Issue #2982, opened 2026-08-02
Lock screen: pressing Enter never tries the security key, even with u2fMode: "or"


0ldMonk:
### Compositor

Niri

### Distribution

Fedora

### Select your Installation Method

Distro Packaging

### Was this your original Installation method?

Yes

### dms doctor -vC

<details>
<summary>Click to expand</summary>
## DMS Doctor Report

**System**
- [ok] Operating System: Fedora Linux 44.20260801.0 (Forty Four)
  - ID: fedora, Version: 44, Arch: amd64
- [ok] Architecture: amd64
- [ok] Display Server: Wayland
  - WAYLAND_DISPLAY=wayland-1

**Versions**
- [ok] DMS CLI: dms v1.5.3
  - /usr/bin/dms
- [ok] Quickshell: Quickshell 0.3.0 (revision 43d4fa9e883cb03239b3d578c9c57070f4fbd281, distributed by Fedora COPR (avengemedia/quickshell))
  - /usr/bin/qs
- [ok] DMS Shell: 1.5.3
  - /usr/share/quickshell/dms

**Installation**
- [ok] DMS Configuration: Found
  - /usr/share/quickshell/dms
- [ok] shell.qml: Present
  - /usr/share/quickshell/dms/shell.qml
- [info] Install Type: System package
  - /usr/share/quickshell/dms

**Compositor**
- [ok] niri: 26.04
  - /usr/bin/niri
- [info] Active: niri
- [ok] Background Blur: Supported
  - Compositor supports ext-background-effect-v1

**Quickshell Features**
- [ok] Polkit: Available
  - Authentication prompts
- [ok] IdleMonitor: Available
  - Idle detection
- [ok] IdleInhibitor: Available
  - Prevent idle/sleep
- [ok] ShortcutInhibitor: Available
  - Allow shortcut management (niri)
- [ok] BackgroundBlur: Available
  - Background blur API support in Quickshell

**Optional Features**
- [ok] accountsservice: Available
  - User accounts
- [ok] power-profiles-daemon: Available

• [Task requirements]: Look through the material above and print exactly the lines from the one containing "### Compositor" to the one containing "- [ok] Display Server: Wayland", both included, and nothing more.

• [Expected answer]:
### Compositor

Niri

### Distribution

Fedora

### Select your Installation Method

Distro Packaging

### Was this your original Installation method?

Yes

### dms doctor -vC

<details>
<summary>Click to expand</summary>
## DMS Doctor Report

**System**
- [ok] Operating System: Fedora Linux 44.20260801.0 (Forty Four)
  - ID: fedora, Version: 44, Arch: amd64
- [ok] Architecture: amd64
- [ok] Display Server: Wayland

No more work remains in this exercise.